What you need to do ->
Across the whole listing, copy out every line that includes the string "into".

(Beginning of Task data)

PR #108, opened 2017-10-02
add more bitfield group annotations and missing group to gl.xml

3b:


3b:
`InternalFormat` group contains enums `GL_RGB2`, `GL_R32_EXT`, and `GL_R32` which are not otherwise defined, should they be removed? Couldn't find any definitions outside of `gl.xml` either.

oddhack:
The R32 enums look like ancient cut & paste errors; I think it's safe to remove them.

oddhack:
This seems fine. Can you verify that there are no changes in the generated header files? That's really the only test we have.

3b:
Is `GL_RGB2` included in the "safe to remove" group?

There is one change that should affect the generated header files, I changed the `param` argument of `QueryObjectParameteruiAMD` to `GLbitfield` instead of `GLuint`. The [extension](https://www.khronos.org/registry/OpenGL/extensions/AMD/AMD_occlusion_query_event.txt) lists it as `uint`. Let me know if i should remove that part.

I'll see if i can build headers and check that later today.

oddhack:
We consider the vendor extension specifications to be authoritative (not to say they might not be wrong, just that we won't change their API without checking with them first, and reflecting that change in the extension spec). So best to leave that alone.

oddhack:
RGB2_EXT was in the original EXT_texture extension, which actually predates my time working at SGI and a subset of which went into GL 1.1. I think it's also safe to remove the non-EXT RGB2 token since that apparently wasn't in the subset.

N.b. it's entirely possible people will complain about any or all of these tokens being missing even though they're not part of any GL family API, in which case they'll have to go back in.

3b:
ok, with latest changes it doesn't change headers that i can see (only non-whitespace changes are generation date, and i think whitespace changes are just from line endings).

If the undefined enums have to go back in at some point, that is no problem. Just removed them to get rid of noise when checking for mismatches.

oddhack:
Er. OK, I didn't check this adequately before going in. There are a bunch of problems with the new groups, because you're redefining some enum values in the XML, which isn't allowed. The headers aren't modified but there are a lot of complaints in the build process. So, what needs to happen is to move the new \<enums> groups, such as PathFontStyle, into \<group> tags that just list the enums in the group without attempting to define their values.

(End of Task data)
(Beginning of Task data)

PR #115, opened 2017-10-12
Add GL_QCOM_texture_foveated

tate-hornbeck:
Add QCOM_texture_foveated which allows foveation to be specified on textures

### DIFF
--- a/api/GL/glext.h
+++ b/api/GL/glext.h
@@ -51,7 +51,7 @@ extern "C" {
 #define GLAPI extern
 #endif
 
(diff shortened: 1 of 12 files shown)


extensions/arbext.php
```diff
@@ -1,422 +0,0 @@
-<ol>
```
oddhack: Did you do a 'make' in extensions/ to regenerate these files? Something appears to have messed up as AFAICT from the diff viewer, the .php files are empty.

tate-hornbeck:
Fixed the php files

(End of Task data)

Solution to the problem ->
RGB2_EXT was in the original EXT_texture extension, which actually predates my time working at SGI and a subset of which went into GL 1.1. I think it's also safe to remove the non-EXT RGB2 token since that apparently wasn't in the subset.
Er. OK, I didn't check this adequately before going in. There are a bunch of problems with the new groups, because you're redefining some enum values in the XML, which isn't allowed. The headers aren't modified but there are a lot of complaints in the build process. So, what needs to happen is to move the new \<enums> groups, such as PathFontStyle, into \<group> tags that just list the enums in the group without attempting to define their values.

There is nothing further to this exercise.